BEGIN Supplied records
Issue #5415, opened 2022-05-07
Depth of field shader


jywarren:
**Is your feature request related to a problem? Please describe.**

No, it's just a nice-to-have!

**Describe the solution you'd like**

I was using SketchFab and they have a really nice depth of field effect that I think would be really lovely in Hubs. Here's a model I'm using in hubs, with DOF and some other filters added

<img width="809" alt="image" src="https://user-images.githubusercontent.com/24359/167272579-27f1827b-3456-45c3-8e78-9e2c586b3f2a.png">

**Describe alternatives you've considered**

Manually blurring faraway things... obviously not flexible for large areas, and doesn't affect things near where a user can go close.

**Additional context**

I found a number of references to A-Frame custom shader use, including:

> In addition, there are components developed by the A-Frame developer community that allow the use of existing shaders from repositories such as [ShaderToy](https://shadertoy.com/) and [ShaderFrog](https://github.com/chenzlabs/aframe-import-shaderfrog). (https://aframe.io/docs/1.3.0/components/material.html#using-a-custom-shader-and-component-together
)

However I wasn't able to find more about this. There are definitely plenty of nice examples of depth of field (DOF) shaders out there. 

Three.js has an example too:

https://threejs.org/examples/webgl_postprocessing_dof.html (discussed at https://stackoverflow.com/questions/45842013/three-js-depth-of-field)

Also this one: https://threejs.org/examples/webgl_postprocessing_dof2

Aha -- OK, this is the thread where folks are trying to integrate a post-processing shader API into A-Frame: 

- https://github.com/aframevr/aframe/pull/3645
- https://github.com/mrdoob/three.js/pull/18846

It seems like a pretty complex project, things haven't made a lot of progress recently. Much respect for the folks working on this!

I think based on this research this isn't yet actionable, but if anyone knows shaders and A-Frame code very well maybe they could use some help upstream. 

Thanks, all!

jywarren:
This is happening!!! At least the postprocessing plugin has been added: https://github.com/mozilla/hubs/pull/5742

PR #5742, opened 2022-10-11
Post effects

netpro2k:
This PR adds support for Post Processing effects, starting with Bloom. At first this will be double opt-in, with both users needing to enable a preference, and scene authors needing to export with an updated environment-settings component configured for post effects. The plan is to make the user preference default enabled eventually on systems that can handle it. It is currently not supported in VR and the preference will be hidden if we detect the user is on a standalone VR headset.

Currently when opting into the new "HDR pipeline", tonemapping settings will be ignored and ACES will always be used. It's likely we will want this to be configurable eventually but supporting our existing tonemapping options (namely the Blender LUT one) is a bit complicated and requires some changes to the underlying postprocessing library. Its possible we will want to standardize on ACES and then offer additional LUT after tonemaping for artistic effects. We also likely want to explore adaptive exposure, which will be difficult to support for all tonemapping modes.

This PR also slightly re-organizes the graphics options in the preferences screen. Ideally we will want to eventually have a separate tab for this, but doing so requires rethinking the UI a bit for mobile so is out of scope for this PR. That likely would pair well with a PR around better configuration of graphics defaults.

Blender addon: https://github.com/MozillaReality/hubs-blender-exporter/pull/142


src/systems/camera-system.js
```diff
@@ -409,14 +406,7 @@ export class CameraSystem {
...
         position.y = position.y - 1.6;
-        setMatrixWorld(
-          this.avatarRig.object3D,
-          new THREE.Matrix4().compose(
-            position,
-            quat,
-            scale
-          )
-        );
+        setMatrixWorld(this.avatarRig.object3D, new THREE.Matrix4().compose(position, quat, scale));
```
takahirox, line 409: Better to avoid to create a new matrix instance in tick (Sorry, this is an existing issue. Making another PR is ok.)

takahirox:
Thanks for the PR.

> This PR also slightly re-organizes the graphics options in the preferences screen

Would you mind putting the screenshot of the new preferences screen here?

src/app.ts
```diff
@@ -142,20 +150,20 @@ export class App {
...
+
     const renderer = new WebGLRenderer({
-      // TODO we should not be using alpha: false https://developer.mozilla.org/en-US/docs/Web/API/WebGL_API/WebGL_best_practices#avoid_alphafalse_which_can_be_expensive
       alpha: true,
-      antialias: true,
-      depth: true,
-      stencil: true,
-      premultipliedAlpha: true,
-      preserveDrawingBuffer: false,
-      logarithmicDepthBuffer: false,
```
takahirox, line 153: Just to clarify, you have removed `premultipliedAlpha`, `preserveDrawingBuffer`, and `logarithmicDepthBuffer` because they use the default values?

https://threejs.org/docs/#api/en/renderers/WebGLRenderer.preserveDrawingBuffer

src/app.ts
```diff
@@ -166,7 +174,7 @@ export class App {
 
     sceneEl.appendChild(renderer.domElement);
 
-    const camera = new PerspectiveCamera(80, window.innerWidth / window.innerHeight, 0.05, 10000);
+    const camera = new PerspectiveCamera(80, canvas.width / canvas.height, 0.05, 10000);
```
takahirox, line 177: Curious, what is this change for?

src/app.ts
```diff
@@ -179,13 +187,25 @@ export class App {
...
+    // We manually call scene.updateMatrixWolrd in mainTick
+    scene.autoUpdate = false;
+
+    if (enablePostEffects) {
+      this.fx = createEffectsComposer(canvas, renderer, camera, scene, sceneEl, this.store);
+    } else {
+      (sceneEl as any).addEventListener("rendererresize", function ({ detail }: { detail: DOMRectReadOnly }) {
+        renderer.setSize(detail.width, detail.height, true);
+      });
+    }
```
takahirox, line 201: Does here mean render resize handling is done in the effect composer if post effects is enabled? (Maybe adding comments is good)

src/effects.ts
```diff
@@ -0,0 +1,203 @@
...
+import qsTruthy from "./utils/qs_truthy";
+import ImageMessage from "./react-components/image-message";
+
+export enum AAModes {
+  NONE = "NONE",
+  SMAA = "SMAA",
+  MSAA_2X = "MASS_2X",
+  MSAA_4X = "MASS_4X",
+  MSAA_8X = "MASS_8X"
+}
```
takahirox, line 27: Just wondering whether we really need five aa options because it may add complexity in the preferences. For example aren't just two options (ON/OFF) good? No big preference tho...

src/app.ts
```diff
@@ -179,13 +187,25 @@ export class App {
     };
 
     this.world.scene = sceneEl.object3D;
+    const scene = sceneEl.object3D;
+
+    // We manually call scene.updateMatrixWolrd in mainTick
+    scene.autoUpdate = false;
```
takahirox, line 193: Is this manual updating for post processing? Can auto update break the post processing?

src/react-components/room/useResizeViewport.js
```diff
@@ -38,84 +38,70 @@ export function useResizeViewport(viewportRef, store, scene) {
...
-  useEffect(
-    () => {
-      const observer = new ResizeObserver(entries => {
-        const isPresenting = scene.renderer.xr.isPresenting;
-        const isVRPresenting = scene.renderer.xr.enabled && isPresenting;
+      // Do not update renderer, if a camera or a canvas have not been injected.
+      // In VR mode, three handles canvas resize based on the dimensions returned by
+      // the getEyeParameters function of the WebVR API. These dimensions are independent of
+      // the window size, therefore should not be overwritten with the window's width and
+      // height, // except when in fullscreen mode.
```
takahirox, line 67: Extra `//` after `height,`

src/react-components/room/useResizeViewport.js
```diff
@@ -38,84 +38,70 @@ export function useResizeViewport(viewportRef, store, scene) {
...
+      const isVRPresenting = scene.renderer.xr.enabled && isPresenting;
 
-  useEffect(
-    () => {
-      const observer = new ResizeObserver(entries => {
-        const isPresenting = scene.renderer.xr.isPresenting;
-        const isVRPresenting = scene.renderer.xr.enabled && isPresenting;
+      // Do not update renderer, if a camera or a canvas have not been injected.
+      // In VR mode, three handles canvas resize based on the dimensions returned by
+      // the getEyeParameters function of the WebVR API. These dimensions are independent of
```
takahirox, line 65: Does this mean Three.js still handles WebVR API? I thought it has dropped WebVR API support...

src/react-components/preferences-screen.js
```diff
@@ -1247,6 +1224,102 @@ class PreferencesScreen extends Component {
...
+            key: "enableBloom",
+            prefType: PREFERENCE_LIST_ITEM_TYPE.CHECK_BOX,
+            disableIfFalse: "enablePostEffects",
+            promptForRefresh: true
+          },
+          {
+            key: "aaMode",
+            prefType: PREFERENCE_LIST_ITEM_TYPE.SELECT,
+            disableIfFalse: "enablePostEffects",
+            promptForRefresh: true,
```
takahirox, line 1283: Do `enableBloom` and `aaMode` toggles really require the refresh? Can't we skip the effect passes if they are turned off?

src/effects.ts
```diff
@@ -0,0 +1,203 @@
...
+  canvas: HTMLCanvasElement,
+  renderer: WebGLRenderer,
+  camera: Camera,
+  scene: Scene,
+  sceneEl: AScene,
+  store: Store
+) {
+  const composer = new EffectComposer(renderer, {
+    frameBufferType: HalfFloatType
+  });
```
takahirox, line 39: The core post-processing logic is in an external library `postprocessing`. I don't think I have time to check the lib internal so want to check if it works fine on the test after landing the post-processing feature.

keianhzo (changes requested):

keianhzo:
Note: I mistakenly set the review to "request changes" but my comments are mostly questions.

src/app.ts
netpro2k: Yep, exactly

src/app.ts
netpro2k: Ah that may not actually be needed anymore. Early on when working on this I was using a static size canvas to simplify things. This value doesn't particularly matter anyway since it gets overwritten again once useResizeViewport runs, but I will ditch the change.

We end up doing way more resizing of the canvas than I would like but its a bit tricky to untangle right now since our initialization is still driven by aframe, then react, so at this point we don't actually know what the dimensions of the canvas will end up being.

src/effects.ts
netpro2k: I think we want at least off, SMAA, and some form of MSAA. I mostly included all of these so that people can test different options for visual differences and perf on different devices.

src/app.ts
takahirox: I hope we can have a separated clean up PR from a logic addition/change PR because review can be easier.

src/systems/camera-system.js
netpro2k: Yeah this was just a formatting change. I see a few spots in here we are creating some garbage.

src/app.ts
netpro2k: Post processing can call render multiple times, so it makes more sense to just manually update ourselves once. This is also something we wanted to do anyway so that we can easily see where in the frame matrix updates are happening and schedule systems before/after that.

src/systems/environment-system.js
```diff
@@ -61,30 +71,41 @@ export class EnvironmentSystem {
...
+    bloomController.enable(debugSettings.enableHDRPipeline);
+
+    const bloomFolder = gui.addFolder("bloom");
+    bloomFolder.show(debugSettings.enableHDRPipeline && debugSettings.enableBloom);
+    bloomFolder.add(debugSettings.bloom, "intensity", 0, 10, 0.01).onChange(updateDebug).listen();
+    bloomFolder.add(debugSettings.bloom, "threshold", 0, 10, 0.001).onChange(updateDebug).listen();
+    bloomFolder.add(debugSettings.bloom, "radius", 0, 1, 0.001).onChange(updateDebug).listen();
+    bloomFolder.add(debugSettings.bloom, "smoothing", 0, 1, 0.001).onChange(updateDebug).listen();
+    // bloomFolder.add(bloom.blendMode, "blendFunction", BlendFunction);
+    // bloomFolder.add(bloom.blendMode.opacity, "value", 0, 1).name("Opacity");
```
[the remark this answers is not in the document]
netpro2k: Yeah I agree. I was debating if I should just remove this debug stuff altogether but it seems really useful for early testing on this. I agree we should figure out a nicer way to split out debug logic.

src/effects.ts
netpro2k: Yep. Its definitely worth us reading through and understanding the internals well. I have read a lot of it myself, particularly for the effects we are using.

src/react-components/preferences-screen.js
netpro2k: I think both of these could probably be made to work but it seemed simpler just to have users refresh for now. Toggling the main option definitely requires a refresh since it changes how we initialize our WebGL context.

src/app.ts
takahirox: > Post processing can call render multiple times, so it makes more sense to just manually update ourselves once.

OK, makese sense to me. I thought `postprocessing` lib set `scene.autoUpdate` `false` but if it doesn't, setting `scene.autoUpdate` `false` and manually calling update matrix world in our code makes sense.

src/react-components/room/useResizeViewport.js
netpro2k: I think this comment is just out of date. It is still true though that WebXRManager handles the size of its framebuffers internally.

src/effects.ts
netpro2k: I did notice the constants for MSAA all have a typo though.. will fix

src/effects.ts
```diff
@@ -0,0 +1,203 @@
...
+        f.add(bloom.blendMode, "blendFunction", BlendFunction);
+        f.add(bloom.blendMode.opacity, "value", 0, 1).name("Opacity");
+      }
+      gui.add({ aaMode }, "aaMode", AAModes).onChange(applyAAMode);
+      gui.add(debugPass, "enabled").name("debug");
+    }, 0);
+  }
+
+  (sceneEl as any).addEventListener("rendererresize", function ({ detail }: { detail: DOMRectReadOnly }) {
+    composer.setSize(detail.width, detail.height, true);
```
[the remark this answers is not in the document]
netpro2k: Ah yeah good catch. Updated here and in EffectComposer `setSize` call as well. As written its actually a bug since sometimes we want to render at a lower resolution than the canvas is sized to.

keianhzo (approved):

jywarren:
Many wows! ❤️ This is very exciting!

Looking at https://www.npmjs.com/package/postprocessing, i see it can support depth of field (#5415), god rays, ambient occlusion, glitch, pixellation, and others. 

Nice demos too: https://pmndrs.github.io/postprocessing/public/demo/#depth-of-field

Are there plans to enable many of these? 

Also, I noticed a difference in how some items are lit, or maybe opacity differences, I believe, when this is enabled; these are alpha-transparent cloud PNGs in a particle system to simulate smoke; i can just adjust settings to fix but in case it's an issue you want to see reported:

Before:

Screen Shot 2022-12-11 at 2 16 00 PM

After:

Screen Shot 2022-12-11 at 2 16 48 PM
END Supplied records
• [To do]: Copy out the lines above with "systems" in them.

• [Response to this exercise]:
This PR adds support for Post Processing effects, starting with Bloom. At first this will be double opt-in, with both users needing to enable a preference, and scene authors needing to export with an updated environment-settings component configured for post effects. The plan is to make the user preference default enabled eventually on systems that can handle it. It is currently not supported in VR and the preference will be hidden if we detect the user is on a standalone VR headset.
src/systems/camera-system.js
src/systems/camera-system.js
netpro2k: Post processing can call render multiple times, so it makes more sense to just manually update ourselves once. This is also something we wanted to do anyway so that we can easily see where in the frame matrix updates are happening and schedule systems before/after that.
src/systems/environment-system.js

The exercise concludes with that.